(DATA IN THIS EXERCISE Opens)
PR #4288, opened 2021-02-24
PLFM-6616 Apply limit and offset to getFavoritesEntityHeader

nickgros:
The limit and offset parameters were not in the SQL statement.

I am maintaining the current behavior of `getTotalResults`, which does return the total number of results. For performance reasons, in other places we have changed the behavior to return something like `offset + numberOfPageResults + 1` if there are more results. Let me know if this is necessary here.

### DIFF
--- a/lib/jdomodels/src/test/java/org/sagebionetworks/repo/model/dbo/dao/DBOFavoriteDAOImplAutowiredTest.java
+++ b/lib/jdomodels/src/test/java/org/sagebionetworks/repo/model/dbo/dao/DBOFavoriteDAOImplAutowiredTest.java
@@ -262,24 +262,33 @@ public class DBOFavoriteDAOImplAutowiredTest {
 		favoritesToDelete.add(fav1created);
 		Favorite fav2created = favoriteDao.add(fav2);
 		favoritesToDelete.add(fav2created);
-		
+
 		PaginatedResults<EntityHeader> favs = favoriteDao.getFavoritesEntityHeader(creatorUserGroupId.toString(), Integer.MAX_VALUE, 0);
 
 		assertEquals(2, favs.getTotalNumberOfResults());		
 		assertEquals(2, favs.getResults().size());
 		
-		EntityHeader eh1 = null;
-		EntityHeader eh2 = null;
-		for(EntityHeader eh : favs.getResults()) {
-			if(eh.getName().equals(node1Name)) eh1 = eh;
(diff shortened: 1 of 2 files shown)


lib/jdomodels/src/test/java/org/sagebionetworks/repo/model/dbo/dao/DBOFavoriteDAOImplAutowiredTest.java
```diff
@@ -262,24 +262,33 @@ public void testGetFavoritesEntityHeader() throws Exception {
...
 		assertEquals(2, favs.getResults().size());
 		
-		EntityHeader eh1 = null;
-		EntityHeader eh2 = null;
-		for(EntityHeader eh : favs.getResults()) {
-			if(eh.getName().equals(node1Name)) eh1 = eh;
-			if(eh.getName().equals(node2Name)) eh2 = eh;
-		}
+		EntityHeader eh1 = favs.getResults().get(0);
+		EntityHeader eh2 = favs.getResults().get(1);
```
nickgros, line 272: I added an `ORDER BY id` so the order results are returned should be deterministic, based on entity ID. In this test, the entities are created synchronously, so this order should always hold. The `for` loop is no longer necessary.

brucehoff: I suggest adding a test in which pagination is not trivial/default, e.g., make offset=1 and page size=1 and make sure you get exactly one page back.

brucehoff (changes requested):
I suggest adding a test in which pagination is not trivial/default, e.g., make offset=1 and page size=1 and make sure you get exactly one page back.

lib/jdomodels/src/test/java/org/sagebionetworks/repo/model/dbo/dao/DBOFavoriteDAOImplAutowiredTest.java
nickgros: I think I capture what you're talking about in lines 288-291. If that's not what you're looking for, I need some further clarification

brucehoff: Yes, you are right.  My mistake, I didn't see those two tests.

brucehoff (approved):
(DATA IN THIS EXERCISE Closes)
* _WHAT YOU NEED TO DO_: Exactly as they stand above, write out the entries.

* _SOLVED EXERCISE_:
PR #4288, opened 2021-02-24
PLFM-6616 Apply limit and offset to getFavoritesEntityHeader

nickgros:
The limit and offset parameters were not in the SQL statement.

I am maintaining the current behavior of `getTotalResults`, which does return the total number of results. For performance reasons, in other places we have changed the behavior to return something like `offset + numberOfPageResults + 1` if there are more results. Let me know if this is necessary here.

### DIFF
--- a/lib/jdomodels/src/test/java/org/sagebionetworks/repo/model/dbo/dao/DBOFavoriteDAOImplAutowiredTest.java
+++ b/lib/jdomodels/src/test/java/org/sagebionetworks/repo/model/dbo/dao/DBOFavoriteDAOImplAutowiredTest.java
@@ -262,24 +262,33 @@ public class DBOFavoriteDAOImplAutowiredTest {
 		favoritesToDelete.add(fav1created);
 		Favorite fav2created = favoriteDao.add(fav2);
 		favoritesToDelete.add(fav2created);
-		
+
 		PaginatedResults<EntityHeader> favs = favoriteDao.getFavoritesEntityHeader(creatorUserGroupId.toString(), Integer.MAX_VALUE, 0);
 
 		assertEquals(2, favs.getTotalNumberOfResults());		
 		assertEquals(2, favs.getResults().size());
 		
-		EntityHeader eh1 = null;
-		EntityHeader eh2 = null;
-		for(EntityHeader eh : favs.getResults()) {
-			if(eh.getName().equals(node1Name)) eh1 = eh;
(diff shortened: 1 of 2 files shown)


lib/jdomodels/src/test/java/org/sagebionetworks/repo/model/dbo/dao/DBOFavoriteDAOImplAutowiredTest.java
```diff
@@ -262,24 +262,33 @@ public void testGetFavoritesEntityHeader() throws Exception {
...
 		assertEquals(2, favs.getResults().size());
 		
-		EntityHeader eh1 = null;
-		EntityHeader eh2 = null;
-		for(EntityHeader eh : favs.getResults()) {
-			if(eh.getName().equals(node1Name)) eh1 = eh;
-			if(eh.getName().equals(node2Name)) eh2 = eh;
-		}
+		EntityHeader eh1 = favs.getResults().get(0);
+		EntityHeader eh2 = favs.getResults().get(1);
```
nickgros, line 272: I added an `ORDER BY id` so the order results are returned should be deterministic, based on entity ID. In this test, the entities are created synchronously, so this order should always hold. The `for` loop is no longer necessary.

brucehoff: I suggest adding a test in which pagination is not trivial/default, e.g., make offset=1 and page size=1 and make sure you get exactly one page back.

brucehoff (changes requested):
I suggest adding a test in which pagination is not trivial/default, e.g., make offset=1 and page size=1 and make sure you get exactly one page back.

lib/jdomodels/src/test/java/org/sagebionetworks/repo/model/dbo/dao/DBOFavoriteDAOImplAutowiredTest.java
nickgros: I think I capture what you're talking about in lines 288-291. If that's not what you're looking for, I need some further clarification

brucehoff: Yes, you are right.  My mistake, I didn't see those two tests.

brucehoff (approved):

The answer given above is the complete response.